(TASK PROMPT) With no edits of any kind, print each record that follows.

[Items from a dataset]
PR #197, opened 2017-02-16
Add Font Content Types

mmstick:
Adds support for TTF, OTF, WOFF, and WOFF2 content types, in addition to fixing a few Clippy concerns in the file. Also added WEBP.

### DIFF
--- a/lib/src/http/content_type.rs
+++ b/lib/src/http/content_type.rs
@@ -10,7 +10,7 @@ use http::ascii::{uncased_eq, UncasedAscii};
 ///
 /// # Usage
 ///
-/// ContentTypes should rarely be created directly. Instead, an associated
+/// `ContentTypes` should rarely be created directly. Instead, an associated
 /// constant should be used; one is declared for most commonly used content
 /// types.
 ///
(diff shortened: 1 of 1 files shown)


SergioBenitez:
Can you point me to an authoritative resource on the selection of these Content-Types?

mmstick:
- https://www.iana.org/assignments/media-types/media-types.xhtml
- TTF/OTF: http://www.iana.org/assignments/media-types/application/font-sfnt
- WOFF: http://www.iana.org/assignments/media-types/application/font-woff
- WOFF2: http://www.iana.org/assignments/media-types/font/woff2

Although it seems there's also support for `font/ttf` and `font/otf`.

SergioBenitez:
According to [this IETF document](https://datatracker.ietf.org/doc/draft-ietf-justfont-toplevel/), the `font` top-level MIME type is still being reviewed; it is a _draft_.

mmstick:
The newish WOFF2 format requires the new top level MIME type, hence why I'm
using it for WOFF2.

SergioBenitez:
Hmm, yeah.

Can you commit to monitoring that proposal and updating these content-types when it goes through?

mmstick:
Sure thing

SergioBenitez:
Thanks!

Merged in https://github.com/SergioBenitez/Rocket/commit/4161949a1cbd16fa9f3ceb228528c105087529f6.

(SOLUTION TO THE EXERCISE)
PR #197, opened 2017-02-16
Add Font Content Types

mmstick:
Adds support for TTF, OTF, WOFF, and WOFF2 content types, in addition to fixing a few Clippy concerns in the file. Also added WEBP.

### DIFF
--- a/lib/src/http/content_type.rs
+++ b/lib/src/http/content_type.rs
@@ -10,7 +10,7 @@ use http::ascii::{uncased_eq, UncasedAscii};
 ///
 /// # Usage
 ///
-/// ContentTypes should rarely be created directly. Instead, an associated
+/// `ContentTypes` should rarely be created directly. Instead, an associated
 /// constant should be used; one is declared for most commonly used content
 /// types.
 ///
(diff shortened: 1 of 1 files shown)


SergioBenitez:
Can you point me to an authoritative resource on the selection of these Content-Types?

mmstick:
- https://www.iana.org/assignments/media-types/media-types.xhtml
- TTF/OTF: http://www.iana.org/assignments/media-types/application/font-sfnt
- WOFF: http://www.iana.org/assignments/media-types/application/font-woff
- WOFF2: http://www.iana.org/assignments/media-types/font/woff2

Although it seems there's also support for `font/ttf` and `font/otf`.

SergioBenitez:
According to [this IETF document](https://datatracker.ietf.org/doc/draft-ietf-justfont-toplevel/), the `font` top-level MIME type is still being reviewed; it is a _draft_.

mmstick:
The newish WOFF2 format requires the new top level MIME type, hence why I'm
using it for WOFF2.

SergioBenitez:
Hmm, yeah.

Can you commit to monitoring that proposal and updating these content-types when it goes through?

mmstick:
Sure thing

SergioBenitez:
Thanks!

Merged in https://github.com/SergioBenitez/Rocket/commit/4161949a1cbd16fa9f3ceb228528c105087529f6.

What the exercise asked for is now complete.